The Questions This Raises
At this point, you might be wondering:
Why exactly is prefill fast despite processing many tokens? What makes those large matrix operations efficient?
Why exactly is decode slow despite processing one token? Shouldn't less work mean less time?
What determines GPU utilization in each phase? Why is prefill efficient but decode inefficient?

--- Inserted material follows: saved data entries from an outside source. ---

PR #384, opened 2022-01-11
DOCS: Adding Collective Operations Semantics

manjugv:
The collective operation semantics are not documented. This PR is an effort to capture the current semantics briefly.


docs/doxygen/collectives.md
```diff
@@ -1,20 +1,150 @@
...
+participants of the team. All participants of the team are required to call the
+collective operation. Each participant is represented by the endpoint that is
+unique to the team used for the collective operation. This section provides a
+set of routines for launching, progressing, and completing the collective
+operations.
 
-\b Invocation semantics: The ucc\_collective\_init routine is a non-blocking collective operation to initialize the buffers, operation type, reduction type, and other information required for the collective operation. All participants of the team should call the initialize operation. The routine returns once the participants enter the collective initialize operation. The collective operation is invoked using a ucc\_collective\_post operation. ucc\_collective\_init\_and\_post operation initializes as well as post the collective operation.
+**Invocation semantics**: The ucc\_collective\_init routine is a non-blocking
+collective operation to initialize the buffers, operation type, reduction type,
+and other information required for the collective operation. All participants of
```
vspetrov, line 12: _The routine returns once the participants enter the collective initialize operation._

This is a strong statement - i never realized we have such a constraint. Does this mean that ucc_collective_init is potentially blocking, ie it says that the call "may not return" until everybody enter collective. I think this is incorrect.

docs/doxygen/collectives.md
```diff
@@ -1,20 +1,150 @@
...
+participants enter the collective initialize operation. The collective operation
+is invoked using a ucc\_collective\_post operation.
+ucc\_collective\_init\_and\_post operation initializes as well as post the
+collective operation.
 
-\b Collective type: The collective operation supported by UCC is defined by the enumeration ucc\_coll\_type\_t. It supports three types of collective operations: (a) UCC\_{ALLTOALL,ALLTOALLV, ALLGATHER, ALLGATHERV, ALLREDUCE, REDUCE_SCATTER, REDUCE_SCATTERV, BARRIER} operations where all participants contribute to the results and receive the results (b) UCC\_{REDUCE, GATHER, GATHERV, FANIN} where all participants contribute to the result and one participant receives the result. The participant receiving the result is designated as root. (c) UCC\_{BROADCAST, SCATTER, SCATTERV, FANOUT} where one participant contributes to the result, and all participants receive the result. The participant contributing to the result is designated as root.
+**Collective Type**: The collective operation supported by UCC is defined by the
+enumeration ucc\_coll\_type\_t. The semantics are briefly described here,
```
vspetrov, line 20: are -> is (briefly described)

docs/doxygen/collectives.md
```diff
@@ -1,20 +1,150 @@
...
+however in most cases it agrees with the semantics of collective operations in
+the popular programming models such as MPI and OpenSHMEM. When they differ, the
+semantics changes are documented. All collective operations operate on the team.
```
vspetrov, line 23: operate -> are executed (otherwise "operations operate")

docs/doxygen/collectives.md
```diff
@@ -1,20 +1,150 @@
...
+For the collective operations defined in the enumeration, all participants of
```
vspetrov, line 24: "participants participate"

Lets rephrase: All team members participate in collective operation.

First part "For the collective operations defined in the enumeration" is unnecessary imho, since we don't support anything else (which is not defined in enumeration)

docs/doxygen/collectives.md
```diff
@@ -1,20 +1,150 @@
...
+the team participate in the collective operations. Further the team should be
+created with endpoints, where the “eps” should be ordered and contiguous.
```
vspetrov, line 26: _Further the team should be created with endpoints, where the “eps” should be ordered and contiguous._

Is this a requirement? I thought that potentially we can support creation of teams with non-contig eps. What is meant here?

docs/doxygen/collectives.md
```diff
@@ -1,20 +1,150 @@
...
+operations where all participants contribute to the results and receive the
+results (b) UCC\_{REDUCE, GATHER, GATHERV, FANIN} where all participants
+contribute to the result and one participant receives the result. The
+participant receiving the result is designated as root. (c) UCC\_{BROADCAST,
+SCATTER, SCATTERV, FANOUT} where one participant contributes to the result, and
+all participants receive the result. The participant contributing to the result
+is designated as root.
 
-\b Ordering: The team can be configured for ordered collective operations or unordered collective operations. For unordered collectives, the user is required to provide the “tag”, which is an unsigned 64-bit integer. 
++ The UCC\_COLL\_TYPE\_BCAST operation moves the data from the src buffer of
```
vspetrov, line 38: lets remove "src" and "dest" words here, because it is a bit misleading. In coll_args for bcast we init args.src.info.buffer for ALL ranks, root and non root (args.dst.info is not initialized).

docs/doxygen/collectives.md
```diff
@@ -1,20 +1,150 @@
...
 
-\b Synchronized and Non-Synchronized Collectives: In the synchronized collective model, on entry, the participants cannot read or write to other participants without ensuring all participants have entered the collective operation. On the exit of the collective operation, the participants may exit after all participants have completed the reading or writing to the buffers.
++ The UCC\_COLL\_TYPE\_BARRIER synchronizes all participants of the collective
+operation. In this routine, first, each participant waits for all other
+participants to enter the operation. Then, once it learns the entry of all other
+participants into the operation, it exits the operation completing it locally.
 
-In the non-synchronized collective model, on entry, the participants can read or write to other participants. If the input and output buffers are defined on the team and RMA operations are used for data transfer, it is the responsibility of the user to ensure the readiness of the buffer. On exit, the participants may exit once the read and write to the local buffers are completed. 
++ The UCC\_COLL\_TYPE\_FANIN gathers the data from all participants in the team
```
vspetrov, line 46: FANIN/FANOUT don't move data. These are essentially synchronizing primitives (like UCC_COLL_TYPE_BaRRIER). Fanin can be viewed as 0 byte reduce/gather, and fanout is 0 byte bcast/scatter.

docs/doxygen/collectives.md
```diff
@@ -1,20 +1,150 @@
...
+The dest buffer on root and src buffer on non-root participants is not defined.
+
++ In the UCC\_COLL\_TYPE\_GATHER operation, each participant of the collective
+operation sends data to the root participant. All participants send the same
+amount of data (block\_size) to the root. The size of the block is
+“dt\_elem\_size * count”. The total amount of data received by the root is equal
+to block_size * num\_participants. Here, the “count” represents the number of
+data elements. The
+"dt_elem_size" represents the size of the data element in bytes. The
+"num_participants" define the number of participants in the team. The data on
```
vspetrov, line 62: define -> defines

docs/doxygen/collectives.md
```diff
@@ -1,20 +1,150 @@
...
+the root is placed in the receive buffer ordered by the “ep” ordering. For
+example, if the participants’ endpoints are ordered as “ep\_a” to “ep\_n”, the
```
vspetrov, line 64: How do we define "ordering" of non-contiguous EPs ? Say, ep is just a pointer - each process might have different ordering then (local pointers may differ).

docs/doxygen/collectives.md
```diff
@@ -1,20 +1,150 @@
...
+data from the participant with ep_i is placed as an “ith” block on the receive
+buffer.
+
++ In the UCC\_COLL\_TYPE\_SCATTER operation, the root participant of the
+collective operation sends data to all other participants. It sends the same
+amount of data (block_size) to all participants. The size of the block
+(block_size) is “dt_elem_size * count”. The total amount of data received by the
```
vspetrov, line 71: received -> sent

docs/doxygen/collectives.md
```diff
@@ -1,20 +1,150 @@
...
++ The UCC\_COLL\_TYPE\_ALLREDUCE first performs an element-wise reduction on the
+src buffers of all participants. Then the result is distributed to all
+participants. After the operation, the results are available on the dst buffer
+of all participants. The size of src buffer and dst buffer is the same for all
+participants. The size of src buffer and dst buffer is the same, which is equal
+to “dt_elem_size * count”. Here, the “count” represents the number of data
+elements. The "dt_elem_size" represents the size of the data element in bytes.
+
++ The UCC\_COLL\_TYPE\_REDUCE\_SCATTER first performs a element-wise
+reduction on the src buffer and then scatters the result to the dst buffer. If
```
vspetrov, line 102: The sentence starts with "IF" but there is no "then"

docs/doxygen/collectives.md
```diff
@@ -1,20 +1,150 @@
...
+the size of src buffer is “count * dt_elem_size”, where dt_elem_size is the
+number of bytes for the data type element and count is the number of elements of
+that datatype. Assuming the result can be divided into “n” blocks, the ith block
```
vspetrov, line 105: For ReduceScatter we must agree:
1. Either we only support the case when count % team_size == 0 -> MPI case.
2. If we are to support other case then we need to define how the remainder (count % team_size) is distributed. Then we must document it. E.g., the remainder can be distributed evenly among first (count % team_size) ranks - ie, each of those ranks will get +1 element

docs/doxygen/collectives.md
```diff
@@ -1,20 +1,150 @@
...
+is placed in the receive buffer of endpoint “i”. Like other collectives, for
+this collective, the “ep” should be ordered and contiguous.
+
```
vspetrov, line 108: Missing description for: allgather

vspetrov (changes requested):

docs/doxygen/collectives.md
manjugv: I see. Small change to what you are saying - we don't have to write it as a 0-byte msg. Probably, we could write it as sync msg and leave it to the implementation, if it wants to use 0-byte or more that is up to the implementation.

I will rewrite the semantics. Let's see if it will capture the use cases.

docs/doxygen/collectives.md
manjugv: Huh .. The If is an error there.

docs/doxygen/collectives.md
manjugv: Done.

docs/doxygen/collectives.md
manjugv: Do we have use case for 2?

manjugv: Discussion with Val: Let's support case 1.

vspetrov (approved):

docs/doxygen/collectives.md
```diff
@@ -1,20 +1,169 @@
...
+(block_size) is “dt_elem_size * count”. The total amount of data sent by the
+root is equal to block_size * num\_participants. Here, the “count” represents the
+number of data elements. The "dt_elem_size" represents the size of the data
+element in bytes. The "num_participants" represents the number of participants in
+the team.
+
++ In the UCC\_COLL\_TYPE\_ALLTOALL collective operation, all participants
+exchange a fixed amount of the data. For a given participant, the size of data
+in src buffer is “size”, where size is dt\_elem\_size * count * num_participants.
+Here, the “count” represents the number of data elements. The "dt_elem_size"
```
Sergei-Lebedev, line 97: i think changing to "Here, the “count” represents the number of data elements per destination" would be more clear

docs/doxygen/collectives.md
```diff
@@ -1,20 +1,169 @@
...
+buffer.
+
+For UCC\_COLL\_TYPE\_BCAST operation, setting INPLACE flag has no impact.
+
+**The "v" Variant Collective Types**: The UCC\_COLL\_TYPE\_{ALLTOALLV, SCATTERV,
+GATHERV, and REDUCE\_SCATTERV} operations add flexibility to their counter
+parts (.i.e., ALLTOALL, SCATTER, GATHER, and REDUCE\_SCATTER) in that the
+location of data for the send and receive are specified by displacement arrays.
+
+**Reduction Types**: The reduction operation supported by UCC\_{ALLREDUCE,
```
Sergei-Lebedev, line 141: add reduce scatter: "supported by UCC\_{ALLREDUCE, REDUCE, REDUCE\_SCATTER, REDUCE\_SCATTERV"

docs/doxygen/collectives.md
```diff
@@ -1,20 +1,169 @@
...
+REDUCE} operation is defined by the enumeration ucc\_op\_t. The valid datatypes
```
Sergei-Lebedev, line 142: ucc\_op\_t is no longer exists, should be ucc\_reduction\_op\_t

manjugv:
@Sergei-Lebedev Addressed the feedback. I hadn't touched some parts of the text where you had suggested fixes. The fixes were small enough, I fixed in this PR rather than doing another PR.

Sergei-Lebedev (approved):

The answers involve understanding the difference between being compute-bound (prefill) versus memory-bandwidth-bound (decode). This is what we'll explore in Artifacts 4 and 5.
Summary
Prefill:
- Processes all prompt tokens in one forward pass
- Builds the initial KV cache
- High parallelism → efficient GPU utilization
- Runs once per request
Decode:
- Processes one token per forward pass
- Reads from and appends to KV cache
- Low parallelism → inefficient GPU utilization
- Runs once per generated token (potentially hundreds of times)
The key insight: Despite decode doing "less work" per step, it dominates total inference time because it runs many sequential steps with poor parallelism.
Check Your Understanding
Before moving on:
If you have a 1000-token prompt and generate 100 tokens, how many forward passes happen during prefill? How many during decode?
During decode step 50, what shape is the attention score matrix? What about during prefill with a 1000-token prompt?
Why can't we parallelize across tokens during decode the way we do during prefill?